» **PROBLEM TO WORK ON**
Scan the entries below and return each line that contains "probably".

» **MATERIAL FOR THIS EXERCISE**
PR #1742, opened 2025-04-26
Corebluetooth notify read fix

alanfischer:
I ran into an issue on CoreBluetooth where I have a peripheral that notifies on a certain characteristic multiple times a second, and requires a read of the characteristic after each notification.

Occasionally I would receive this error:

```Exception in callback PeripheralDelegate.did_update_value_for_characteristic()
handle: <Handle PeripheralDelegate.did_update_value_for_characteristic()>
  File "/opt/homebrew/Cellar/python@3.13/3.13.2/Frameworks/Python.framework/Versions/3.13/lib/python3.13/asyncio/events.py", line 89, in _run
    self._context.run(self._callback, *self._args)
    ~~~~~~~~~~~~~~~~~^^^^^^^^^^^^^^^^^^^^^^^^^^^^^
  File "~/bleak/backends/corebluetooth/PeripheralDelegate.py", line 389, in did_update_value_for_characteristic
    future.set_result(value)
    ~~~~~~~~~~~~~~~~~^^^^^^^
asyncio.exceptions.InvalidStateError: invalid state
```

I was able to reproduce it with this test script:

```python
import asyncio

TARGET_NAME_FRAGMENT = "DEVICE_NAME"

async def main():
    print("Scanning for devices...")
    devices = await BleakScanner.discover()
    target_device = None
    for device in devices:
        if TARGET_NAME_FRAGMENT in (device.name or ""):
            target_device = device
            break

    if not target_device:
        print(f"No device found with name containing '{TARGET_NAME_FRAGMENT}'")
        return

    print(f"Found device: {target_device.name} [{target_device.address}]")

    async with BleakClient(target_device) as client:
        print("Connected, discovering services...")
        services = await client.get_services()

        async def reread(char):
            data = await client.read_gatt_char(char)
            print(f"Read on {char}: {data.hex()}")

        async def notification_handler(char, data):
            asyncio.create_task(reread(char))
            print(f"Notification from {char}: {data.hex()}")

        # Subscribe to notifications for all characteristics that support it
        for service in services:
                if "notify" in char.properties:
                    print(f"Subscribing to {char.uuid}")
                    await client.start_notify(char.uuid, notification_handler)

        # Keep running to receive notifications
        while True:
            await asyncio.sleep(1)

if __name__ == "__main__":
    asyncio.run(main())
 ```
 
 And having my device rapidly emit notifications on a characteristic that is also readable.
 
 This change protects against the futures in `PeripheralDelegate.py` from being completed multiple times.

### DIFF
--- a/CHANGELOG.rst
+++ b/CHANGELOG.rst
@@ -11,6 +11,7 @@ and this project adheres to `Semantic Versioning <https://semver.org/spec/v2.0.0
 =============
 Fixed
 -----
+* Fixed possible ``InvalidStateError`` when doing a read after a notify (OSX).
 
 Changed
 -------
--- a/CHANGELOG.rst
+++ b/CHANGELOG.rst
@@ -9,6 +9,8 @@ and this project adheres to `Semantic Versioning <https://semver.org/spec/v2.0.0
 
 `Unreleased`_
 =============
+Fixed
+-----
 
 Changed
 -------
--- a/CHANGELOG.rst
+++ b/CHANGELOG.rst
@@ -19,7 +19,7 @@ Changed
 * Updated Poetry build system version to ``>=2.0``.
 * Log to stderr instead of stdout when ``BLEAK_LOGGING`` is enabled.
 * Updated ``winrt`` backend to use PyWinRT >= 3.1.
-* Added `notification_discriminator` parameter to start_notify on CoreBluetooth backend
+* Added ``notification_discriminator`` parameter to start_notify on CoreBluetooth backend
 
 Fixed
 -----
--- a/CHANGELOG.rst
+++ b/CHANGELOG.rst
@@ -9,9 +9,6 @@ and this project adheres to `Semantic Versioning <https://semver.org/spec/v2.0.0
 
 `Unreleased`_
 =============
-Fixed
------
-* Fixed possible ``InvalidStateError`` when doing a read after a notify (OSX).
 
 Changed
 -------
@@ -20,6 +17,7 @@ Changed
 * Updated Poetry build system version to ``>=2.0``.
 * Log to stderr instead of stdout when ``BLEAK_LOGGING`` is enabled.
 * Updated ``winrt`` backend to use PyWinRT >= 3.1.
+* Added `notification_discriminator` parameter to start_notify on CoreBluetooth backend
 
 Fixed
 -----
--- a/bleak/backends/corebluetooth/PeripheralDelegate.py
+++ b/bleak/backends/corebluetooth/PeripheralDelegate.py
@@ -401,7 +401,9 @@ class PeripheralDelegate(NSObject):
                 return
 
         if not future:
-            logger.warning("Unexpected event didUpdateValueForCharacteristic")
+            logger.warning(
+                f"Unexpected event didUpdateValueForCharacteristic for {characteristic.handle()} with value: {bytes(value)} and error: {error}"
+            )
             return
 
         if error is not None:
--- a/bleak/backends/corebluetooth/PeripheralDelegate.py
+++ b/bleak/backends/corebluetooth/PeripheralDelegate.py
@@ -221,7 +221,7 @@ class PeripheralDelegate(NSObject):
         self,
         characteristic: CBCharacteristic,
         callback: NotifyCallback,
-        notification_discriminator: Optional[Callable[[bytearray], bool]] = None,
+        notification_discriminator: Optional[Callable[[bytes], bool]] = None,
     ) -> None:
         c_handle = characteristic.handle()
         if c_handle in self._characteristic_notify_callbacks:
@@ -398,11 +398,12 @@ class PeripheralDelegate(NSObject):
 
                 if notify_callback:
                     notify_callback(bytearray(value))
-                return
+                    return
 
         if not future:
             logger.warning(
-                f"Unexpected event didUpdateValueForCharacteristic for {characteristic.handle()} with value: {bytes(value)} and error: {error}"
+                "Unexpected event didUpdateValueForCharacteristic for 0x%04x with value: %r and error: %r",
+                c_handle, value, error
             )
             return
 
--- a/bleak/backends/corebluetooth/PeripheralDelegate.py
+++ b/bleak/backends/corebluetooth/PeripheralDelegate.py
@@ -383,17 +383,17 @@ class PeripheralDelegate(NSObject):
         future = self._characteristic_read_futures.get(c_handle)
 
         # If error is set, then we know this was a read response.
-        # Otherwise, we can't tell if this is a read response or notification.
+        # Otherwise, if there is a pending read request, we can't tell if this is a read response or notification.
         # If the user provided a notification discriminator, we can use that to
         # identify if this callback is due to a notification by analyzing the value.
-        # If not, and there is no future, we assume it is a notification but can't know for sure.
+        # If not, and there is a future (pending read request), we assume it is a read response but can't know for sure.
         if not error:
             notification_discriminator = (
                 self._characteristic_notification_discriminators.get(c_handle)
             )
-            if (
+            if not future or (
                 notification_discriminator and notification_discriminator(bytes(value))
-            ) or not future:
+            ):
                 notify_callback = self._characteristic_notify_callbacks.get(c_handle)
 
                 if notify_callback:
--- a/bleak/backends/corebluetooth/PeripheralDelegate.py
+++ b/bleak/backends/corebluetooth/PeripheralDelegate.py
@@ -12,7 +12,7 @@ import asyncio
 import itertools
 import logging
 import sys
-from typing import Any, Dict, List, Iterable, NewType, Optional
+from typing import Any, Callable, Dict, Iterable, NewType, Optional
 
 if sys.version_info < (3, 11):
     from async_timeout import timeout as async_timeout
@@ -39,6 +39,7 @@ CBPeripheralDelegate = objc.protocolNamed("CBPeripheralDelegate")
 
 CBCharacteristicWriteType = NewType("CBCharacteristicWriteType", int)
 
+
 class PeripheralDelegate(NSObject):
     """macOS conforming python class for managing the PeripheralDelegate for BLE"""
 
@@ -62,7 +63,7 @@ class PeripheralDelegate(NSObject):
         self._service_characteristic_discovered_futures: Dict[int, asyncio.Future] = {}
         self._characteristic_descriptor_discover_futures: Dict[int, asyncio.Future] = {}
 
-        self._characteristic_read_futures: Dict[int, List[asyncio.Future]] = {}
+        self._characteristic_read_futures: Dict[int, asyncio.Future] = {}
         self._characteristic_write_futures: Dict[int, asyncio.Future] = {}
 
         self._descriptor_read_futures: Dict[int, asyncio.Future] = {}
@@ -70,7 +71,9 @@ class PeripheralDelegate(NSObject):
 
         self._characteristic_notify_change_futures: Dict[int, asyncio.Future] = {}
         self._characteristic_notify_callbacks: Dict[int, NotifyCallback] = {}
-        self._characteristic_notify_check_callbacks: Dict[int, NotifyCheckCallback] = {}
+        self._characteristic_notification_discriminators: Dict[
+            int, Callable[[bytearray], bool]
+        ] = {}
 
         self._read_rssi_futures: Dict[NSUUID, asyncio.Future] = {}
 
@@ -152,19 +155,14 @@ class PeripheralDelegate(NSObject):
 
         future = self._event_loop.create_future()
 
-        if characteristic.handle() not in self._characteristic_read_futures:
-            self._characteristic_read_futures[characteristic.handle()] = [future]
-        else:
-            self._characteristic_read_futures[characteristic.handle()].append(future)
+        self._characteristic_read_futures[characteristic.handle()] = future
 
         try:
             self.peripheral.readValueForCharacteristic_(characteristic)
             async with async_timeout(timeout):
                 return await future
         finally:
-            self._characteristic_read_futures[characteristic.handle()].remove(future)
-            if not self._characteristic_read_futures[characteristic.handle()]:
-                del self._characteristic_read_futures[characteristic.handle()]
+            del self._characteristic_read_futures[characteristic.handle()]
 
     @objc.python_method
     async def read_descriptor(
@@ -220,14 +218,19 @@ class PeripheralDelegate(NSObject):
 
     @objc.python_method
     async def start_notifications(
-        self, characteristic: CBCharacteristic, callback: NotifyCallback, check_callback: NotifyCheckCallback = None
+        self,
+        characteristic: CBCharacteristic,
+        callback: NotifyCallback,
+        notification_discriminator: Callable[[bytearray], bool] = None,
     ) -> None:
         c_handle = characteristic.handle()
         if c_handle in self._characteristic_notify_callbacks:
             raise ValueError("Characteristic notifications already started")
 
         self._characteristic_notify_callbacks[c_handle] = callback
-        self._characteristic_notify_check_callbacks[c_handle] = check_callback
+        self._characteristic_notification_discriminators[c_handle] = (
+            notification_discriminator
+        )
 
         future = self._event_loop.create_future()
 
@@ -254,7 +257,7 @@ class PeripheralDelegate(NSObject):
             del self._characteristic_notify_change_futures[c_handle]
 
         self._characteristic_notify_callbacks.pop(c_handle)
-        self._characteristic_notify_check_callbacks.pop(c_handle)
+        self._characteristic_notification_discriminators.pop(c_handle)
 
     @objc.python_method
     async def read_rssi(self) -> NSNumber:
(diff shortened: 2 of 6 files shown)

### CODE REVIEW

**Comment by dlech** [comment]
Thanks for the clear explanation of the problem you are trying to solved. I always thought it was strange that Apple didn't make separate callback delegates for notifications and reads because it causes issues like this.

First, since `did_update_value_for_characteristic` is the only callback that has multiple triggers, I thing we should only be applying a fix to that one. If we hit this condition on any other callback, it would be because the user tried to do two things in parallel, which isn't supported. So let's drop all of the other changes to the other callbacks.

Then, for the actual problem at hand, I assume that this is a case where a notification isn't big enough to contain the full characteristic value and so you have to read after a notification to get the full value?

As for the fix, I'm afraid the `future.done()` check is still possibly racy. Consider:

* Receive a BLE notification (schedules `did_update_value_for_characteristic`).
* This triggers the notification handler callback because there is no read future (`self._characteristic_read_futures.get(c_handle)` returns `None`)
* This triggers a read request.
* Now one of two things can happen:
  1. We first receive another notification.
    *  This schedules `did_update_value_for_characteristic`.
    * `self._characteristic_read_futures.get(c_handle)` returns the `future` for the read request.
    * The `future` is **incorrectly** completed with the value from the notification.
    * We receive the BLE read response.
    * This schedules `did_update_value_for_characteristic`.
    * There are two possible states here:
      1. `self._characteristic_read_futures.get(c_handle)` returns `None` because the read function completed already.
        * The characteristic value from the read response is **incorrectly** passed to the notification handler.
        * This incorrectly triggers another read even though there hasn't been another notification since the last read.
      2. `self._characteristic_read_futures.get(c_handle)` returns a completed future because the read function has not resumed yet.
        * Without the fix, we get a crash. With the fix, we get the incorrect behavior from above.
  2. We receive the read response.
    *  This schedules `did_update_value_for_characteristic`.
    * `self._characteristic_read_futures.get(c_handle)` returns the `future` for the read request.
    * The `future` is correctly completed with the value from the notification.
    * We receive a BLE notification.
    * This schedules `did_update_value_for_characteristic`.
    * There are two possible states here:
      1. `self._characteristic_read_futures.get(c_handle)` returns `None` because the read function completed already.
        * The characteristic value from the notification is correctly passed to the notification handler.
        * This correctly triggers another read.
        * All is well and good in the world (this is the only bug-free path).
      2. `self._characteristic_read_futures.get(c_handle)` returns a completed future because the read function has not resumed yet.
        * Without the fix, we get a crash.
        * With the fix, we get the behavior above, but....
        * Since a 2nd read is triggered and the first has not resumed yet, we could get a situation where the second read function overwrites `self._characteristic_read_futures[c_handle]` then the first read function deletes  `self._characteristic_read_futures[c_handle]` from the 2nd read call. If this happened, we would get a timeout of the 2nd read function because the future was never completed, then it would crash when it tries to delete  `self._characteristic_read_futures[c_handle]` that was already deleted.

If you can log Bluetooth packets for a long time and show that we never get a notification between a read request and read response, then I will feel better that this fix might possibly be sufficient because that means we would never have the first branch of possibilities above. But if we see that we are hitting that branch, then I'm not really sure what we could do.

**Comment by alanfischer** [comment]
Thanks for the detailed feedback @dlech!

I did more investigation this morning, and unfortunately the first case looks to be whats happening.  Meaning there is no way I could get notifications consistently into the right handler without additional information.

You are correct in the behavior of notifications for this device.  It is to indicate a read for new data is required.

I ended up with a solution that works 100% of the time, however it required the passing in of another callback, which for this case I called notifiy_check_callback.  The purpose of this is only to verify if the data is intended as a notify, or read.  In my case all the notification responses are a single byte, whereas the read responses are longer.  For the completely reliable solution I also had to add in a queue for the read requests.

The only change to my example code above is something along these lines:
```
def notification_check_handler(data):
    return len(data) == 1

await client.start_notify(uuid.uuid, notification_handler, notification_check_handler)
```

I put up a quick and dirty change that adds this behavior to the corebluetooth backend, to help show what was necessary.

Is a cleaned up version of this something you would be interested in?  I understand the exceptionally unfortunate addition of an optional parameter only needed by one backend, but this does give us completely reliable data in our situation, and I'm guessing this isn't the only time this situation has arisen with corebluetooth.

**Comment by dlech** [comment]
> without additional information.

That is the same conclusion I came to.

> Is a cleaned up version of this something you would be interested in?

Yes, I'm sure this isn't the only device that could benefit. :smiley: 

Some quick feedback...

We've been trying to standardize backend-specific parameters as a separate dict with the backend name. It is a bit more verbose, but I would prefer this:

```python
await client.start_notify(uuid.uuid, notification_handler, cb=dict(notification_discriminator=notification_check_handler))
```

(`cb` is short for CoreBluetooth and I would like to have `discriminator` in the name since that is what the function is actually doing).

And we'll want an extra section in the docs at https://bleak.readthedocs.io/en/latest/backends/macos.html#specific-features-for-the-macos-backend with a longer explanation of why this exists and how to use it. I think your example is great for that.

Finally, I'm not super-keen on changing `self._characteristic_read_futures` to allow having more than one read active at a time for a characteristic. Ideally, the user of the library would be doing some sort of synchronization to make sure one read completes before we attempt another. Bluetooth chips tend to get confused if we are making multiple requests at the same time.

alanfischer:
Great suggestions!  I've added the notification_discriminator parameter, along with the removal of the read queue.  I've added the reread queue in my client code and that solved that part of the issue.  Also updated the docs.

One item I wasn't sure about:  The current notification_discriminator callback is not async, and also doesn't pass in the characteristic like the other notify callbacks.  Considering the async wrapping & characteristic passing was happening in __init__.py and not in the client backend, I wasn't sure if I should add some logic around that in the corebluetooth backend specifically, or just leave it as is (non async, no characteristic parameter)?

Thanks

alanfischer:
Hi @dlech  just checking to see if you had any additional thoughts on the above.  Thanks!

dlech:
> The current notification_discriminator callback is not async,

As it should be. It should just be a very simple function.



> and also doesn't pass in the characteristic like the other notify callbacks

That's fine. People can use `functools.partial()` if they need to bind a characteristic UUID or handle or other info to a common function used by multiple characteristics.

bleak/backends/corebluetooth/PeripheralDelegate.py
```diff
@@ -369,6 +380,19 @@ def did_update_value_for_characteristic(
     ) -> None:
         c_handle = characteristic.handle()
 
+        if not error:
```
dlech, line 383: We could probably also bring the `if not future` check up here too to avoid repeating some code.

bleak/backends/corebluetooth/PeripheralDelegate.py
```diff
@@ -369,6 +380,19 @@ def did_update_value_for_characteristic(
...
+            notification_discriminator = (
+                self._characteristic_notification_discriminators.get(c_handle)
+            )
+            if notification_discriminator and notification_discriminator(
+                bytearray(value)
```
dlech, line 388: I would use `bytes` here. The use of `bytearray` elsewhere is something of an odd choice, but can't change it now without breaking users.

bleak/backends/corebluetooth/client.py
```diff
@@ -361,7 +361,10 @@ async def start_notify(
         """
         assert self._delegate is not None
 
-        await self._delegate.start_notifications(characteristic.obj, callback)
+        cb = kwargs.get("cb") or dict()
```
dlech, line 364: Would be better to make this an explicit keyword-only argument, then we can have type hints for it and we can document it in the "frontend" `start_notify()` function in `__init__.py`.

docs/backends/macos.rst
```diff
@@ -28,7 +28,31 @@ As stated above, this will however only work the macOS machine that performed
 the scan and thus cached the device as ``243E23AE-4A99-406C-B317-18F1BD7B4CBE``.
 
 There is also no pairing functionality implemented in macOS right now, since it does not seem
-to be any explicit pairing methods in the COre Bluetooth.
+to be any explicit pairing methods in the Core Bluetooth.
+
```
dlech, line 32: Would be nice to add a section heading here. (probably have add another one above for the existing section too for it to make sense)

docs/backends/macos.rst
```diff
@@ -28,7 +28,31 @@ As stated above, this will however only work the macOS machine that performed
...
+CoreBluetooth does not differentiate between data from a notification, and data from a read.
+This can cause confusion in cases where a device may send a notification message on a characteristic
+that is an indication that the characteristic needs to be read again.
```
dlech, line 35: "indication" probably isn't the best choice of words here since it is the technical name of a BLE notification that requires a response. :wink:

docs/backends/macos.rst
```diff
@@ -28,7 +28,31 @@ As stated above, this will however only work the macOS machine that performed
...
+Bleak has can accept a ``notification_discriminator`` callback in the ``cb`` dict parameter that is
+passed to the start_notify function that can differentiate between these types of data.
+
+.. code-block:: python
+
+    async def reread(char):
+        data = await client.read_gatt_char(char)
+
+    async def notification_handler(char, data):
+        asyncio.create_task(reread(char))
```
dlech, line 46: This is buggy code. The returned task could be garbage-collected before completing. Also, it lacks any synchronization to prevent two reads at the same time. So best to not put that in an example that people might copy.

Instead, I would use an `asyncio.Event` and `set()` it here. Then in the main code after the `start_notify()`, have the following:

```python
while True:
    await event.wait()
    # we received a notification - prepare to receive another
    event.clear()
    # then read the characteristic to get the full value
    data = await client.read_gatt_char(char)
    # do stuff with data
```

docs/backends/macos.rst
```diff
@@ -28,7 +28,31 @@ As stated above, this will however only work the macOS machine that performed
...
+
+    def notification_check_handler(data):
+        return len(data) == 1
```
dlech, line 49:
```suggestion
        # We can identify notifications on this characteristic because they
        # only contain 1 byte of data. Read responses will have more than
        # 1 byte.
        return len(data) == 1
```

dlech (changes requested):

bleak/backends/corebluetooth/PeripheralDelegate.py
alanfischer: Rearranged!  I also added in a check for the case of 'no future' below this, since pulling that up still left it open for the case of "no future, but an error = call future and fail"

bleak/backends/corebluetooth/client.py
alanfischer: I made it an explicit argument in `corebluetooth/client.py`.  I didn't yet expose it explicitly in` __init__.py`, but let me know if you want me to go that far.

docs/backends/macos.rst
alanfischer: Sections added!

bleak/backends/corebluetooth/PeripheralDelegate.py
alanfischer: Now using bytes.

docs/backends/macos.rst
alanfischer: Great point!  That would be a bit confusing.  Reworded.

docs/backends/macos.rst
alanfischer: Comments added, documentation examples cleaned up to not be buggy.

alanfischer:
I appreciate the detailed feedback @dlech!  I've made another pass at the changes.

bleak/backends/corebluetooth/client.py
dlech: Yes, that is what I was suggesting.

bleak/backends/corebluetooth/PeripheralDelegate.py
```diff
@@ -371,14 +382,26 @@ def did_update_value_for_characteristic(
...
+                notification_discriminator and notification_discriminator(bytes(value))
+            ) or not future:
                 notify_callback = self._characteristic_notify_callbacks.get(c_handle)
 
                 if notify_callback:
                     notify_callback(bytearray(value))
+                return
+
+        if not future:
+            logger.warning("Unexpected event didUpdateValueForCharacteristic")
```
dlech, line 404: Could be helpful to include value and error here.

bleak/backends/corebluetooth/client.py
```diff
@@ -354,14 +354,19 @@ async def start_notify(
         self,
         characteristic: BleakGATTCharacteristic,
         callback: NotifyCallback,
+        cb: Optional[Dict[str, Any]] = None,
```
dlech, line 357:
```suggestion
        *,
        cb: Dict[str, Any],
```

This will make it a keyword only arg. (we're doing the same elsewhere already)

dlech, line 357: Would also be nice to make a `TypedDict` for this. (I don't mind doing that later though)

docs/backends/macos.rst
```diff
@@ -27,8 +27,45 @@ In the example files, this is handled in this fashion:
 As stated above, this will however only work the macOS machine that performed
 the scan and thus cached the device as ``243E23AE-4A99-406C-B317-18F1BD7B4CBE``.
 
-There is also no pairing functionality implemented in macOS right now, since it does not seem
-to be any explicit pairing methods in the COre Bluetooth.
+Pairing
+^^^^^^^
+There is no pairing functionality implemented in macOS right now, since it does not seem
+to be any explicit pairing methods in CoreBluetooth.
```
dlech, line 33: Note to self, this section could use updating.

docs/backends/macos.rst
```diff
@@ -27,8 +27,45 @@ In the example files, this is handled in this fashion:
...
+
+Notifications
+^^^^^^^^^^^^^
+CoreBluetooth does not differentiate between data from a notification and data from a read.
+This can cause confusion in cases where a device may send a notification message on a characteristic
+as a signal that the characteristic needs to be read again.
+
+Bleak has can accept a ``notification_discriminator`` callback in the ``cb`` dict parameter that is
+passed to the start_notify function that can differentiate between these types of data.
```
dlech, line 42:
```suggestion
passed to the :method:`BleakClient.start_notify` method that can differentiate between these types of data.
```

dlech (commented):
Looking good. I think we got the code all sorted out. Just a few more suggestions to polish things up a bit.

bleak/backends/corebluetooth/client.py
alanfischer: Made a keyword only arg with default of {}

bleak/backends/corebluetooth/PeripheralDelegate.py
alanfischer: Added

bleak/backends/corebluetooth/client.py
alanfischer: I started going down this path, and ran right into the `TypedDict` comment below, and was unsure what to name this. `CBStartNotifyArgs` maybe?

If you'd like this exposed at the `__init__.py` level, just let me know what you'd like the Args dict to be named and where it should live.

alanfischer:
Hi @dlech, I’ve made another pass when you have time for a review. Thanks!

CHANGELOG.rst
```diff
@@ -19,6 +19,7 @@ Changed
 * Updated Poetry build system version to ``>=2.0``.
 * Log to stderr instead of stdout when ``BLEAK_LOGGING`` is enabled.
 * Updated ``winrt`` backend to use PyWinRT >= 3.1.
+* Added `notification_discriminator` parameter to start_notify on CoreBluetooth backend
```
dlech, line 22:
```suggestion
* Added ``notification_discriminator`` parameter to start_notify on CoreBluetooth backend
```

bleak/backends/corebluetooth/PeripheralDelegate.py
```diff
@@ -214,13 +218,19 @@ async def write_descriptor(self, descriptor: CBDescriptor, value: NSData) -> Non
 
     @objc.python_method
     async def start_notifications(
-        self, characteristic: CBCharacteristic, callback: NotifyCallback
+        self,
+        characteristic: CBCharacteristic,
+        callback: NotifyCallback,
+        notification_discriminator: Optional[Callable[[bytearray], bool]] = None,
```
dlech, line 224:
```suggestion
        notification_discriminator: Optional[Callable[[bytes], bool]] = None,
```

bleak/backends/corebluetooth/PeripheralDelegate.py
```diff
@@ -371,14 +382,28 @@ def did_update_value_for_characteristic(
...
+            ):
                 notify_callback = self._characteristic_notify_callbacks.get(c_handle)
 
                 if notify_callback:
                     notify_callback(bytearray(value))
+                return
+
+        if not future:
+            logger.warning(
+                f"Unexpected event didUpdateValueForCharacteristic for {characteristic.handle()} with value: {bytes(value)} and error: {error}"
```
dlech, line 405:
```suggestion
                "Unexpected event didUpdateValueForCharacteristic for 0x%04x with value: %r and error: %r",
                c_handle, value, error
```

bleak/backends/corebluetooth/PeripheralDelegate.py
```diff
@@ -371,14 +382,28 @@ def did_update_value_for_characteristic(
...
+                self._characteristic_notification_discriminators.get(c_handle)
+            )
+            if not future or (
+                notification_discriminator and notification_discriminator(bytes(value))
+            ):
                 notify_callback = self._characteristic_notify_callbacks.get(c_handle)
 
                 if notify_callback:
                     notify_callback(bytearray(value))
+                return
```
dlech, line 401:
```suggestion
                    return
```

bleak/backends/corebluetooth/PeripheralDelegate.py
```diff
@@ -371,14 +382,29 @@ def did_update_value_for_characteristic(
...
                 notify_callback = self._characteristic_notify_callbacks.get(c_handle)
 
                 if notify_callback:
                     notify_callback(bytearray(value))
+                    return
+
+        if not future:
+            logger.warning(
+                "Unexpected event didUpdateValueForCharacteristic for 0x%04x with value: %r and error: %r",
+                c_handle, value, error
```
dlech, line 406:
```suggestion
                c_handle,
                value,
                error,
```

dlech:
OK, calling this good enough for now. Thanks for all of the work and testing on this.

» **TASK ANSWER**
dlech, line 383: We could probably also bring the `if not future` check up here too to avoid repeating some code.
dlech, line 32: Would be nice to add a section heading here. (probably have add another one above for the existing section too for it to make sense)
dlech, line 35: "indication" probably isn't the best choice of words here since it is the technical name of a BLE notification that requires a response. :wink:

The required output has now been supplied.